Zulfahmy menilai karakter kuat Khofifah sebagai pemimpin dan rekam jejaknya yang penuh prestasi, termasuk peranannya di tingkat nasional, turut menjadi alasan mengapa ia kini menjadi target pembusukan karakter. “Justru kekuatan ini yang memicu adanya pihak-pihak tertentu berupaya meruntuhkan citranya melalui isu-isu yang belum tentu valid,” katanya lagi.

Ia pun menekankan bahwa tindakan tersebut tidak adil karena pencapaian Khofifah selama ini cukup signifikan, sehingga upaya melemahkan namanya hanya akan menciderai proses demokrasi. “Langkah menjatuhkan beliau sebelum proses hukum yang jelas adalah sikap yang keliru. Politik dan hukum seharusnya berjalan di jalurnya masing-masing, tidak boleh saling mencampuri,” tegas Zulfahmy.

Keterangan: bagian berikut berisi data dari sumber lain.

Issue #11030, opened 2022-06-30
Move blocked repository configuration into the database and build admin UI to work with it


andrew-farries:
Gitpod allows for repositories to be blocked, so that workspaces can't be started with those contexts. Support for blocking repositories was added to `components/server` in #9762 where the implementation used server config to provide the list of blocked repos.

We'd like to move blocked repository configuration out of server config and into the application database for a few reasons:
* We can more easily build blocked repo configuration into the Gitpod admin UI (and/or `gpctl`?)
* Having this configurable in the admin UI makes on-call easier than having to change `server` config at runtime with `kubectl`.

Isu pemanggilan Khofifah oleh KPK yang belakangan berkembang, menurut Zulfahmy, sudah diarahkan menjadi bahan opini liar dan digunakan sebagai alat untuk menjatuhkan beliau. Ia menyatakan, pemberitaan yang berkembang cenderung tendensius dan memuat unsur fitnah, sehingga publik perlu bersikap kritis terhadap informasi yang beredar di ruang publik.

Selain Khofifah, nama-nama seperti La Nyalla Mattalitti dan Abdul Halim Iskandar juga sempat disebut dalam kaitan kasus dana hibah ini. Tetapi menurut Zulfahmy, perhatian publik cenderung lebih besar mengarah pada Khofifah karena popularitas dan posisinya yang kini lebih menonjol. “Figur Ibu Khofifah saat ini memang menjadi sorotan, bukan berarti tokoh lain tidak diperbincangkan, namun tingkat eksposur terhadap beliau jauh lebih tinggi,” paparnya.

Di tengah opini yang berkembang, Zulfahmy tetap percaya bahwa KPK akan menegakkan hukum secara profesional dan tidak terseret oleh kepentingan politik siapa pun. “Saya optimistis, KPK akan memproses kasus ini dengan obyektivitas penuh. Integritas Bu Khofifah yang dikenal luas sebagai tokoh NU dan nasionalis juga menjadi modal kuat untuk menghadapi cobaan seperti ini,” ujarnya menutup pembicaraan.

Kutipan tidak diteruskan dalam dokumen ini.